See, even though we know we’re largely past the age of mass marketing — at least in terms of channels and touchpoints — the mindset and organizational structure of most businesses still revolves around fixed products and services. Even as they try to embrace a more customer-centric way of selling those products and services, they’re still anchored to segmenting their market by product at their core.
“Most companies count their profits in terms of products, not customers,” remarked Gary Loveman at that conference in answer to the question of why most companies are so bad at using analytics to drive better results.
The real vision of big experience is using data and testing to reconfigure our organizations around our different groups of customers, finding and favoring the most profitable and crafting ever more tailored experiences to each. I’m not saying that lightly — I appreciate how big of a challenge that is. But ultimately, that is how businesses will unlock the massive value that the big data movement is promising.
Data is fuel — invest more in the engine
So let’s circle back to where we started.
In the face of all this data mania in marketing, the real revolution is shaping a data-driven organization. Wrangling big data is an important part of that, but big testing and big experience are the ways in which that data lead is turned into customer gold.
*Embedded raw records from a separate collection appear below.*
Issue #955, opened 2017-10-12
INVALID_FLAG_FIRST_OF_PAIR error for paired reads


zkamvar:
### Affected tool(s)
_ValidateSamFile_, _MarkDuplicates_

### Affected version(s)

version 2.9.0

### Description 

I've logged a description of this problem at https://github.com/zkamvar/read-processing/issues/11

In short, I'm receiving the error `INVALID_FLAG_FIRST_OF_PAIR` on a bam file consisting of merged reads from paired and unpaired data when I attempt to run `MarkDuplicates`. The error is applied to two reads that appear to be paired (they have the 80 and 128 flags, respectively). This happened for 3 out of 55 samples. The strange part is that this has no problem when I attempt to run this using only paired-end data. I apologize for the bug report if this is a non-issue, I just couldn't find anything about this elsewhere.

Below is the error log of my run.

<details>
<summary>picard error report</summary>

While there is certainly cool technology available to power that entire “big stack,” the biggest part of embracing this revolution will be shifting your organizational structure, behavior, and culture to truly leverage it.
Let me wrap up with this analogy:
Data is like fuel. It’s certainly valuable, and there’s a big industry emerging around the extraction, refinement, and distribution of that fuel. Hey, Exxon Mobil is a $400 billion mega-corporation.
But the big oil companies would be nearly worthless without the transportation industry. Because it’s the engines and the cars and the jet airplanes that use that fuel to move the world. An engine without fuel is fairly useless; but a barrel of fuel without an engine is equally pointless.
It’s only the two together — the fuel and the engine — that unleash the potential of both.
If you want to really harness the power of big data, build the organizational engine to use it. That’s the bigger future that marketing is headed towards. And it will be as big of a worldwide revolution as the rise of the Internet.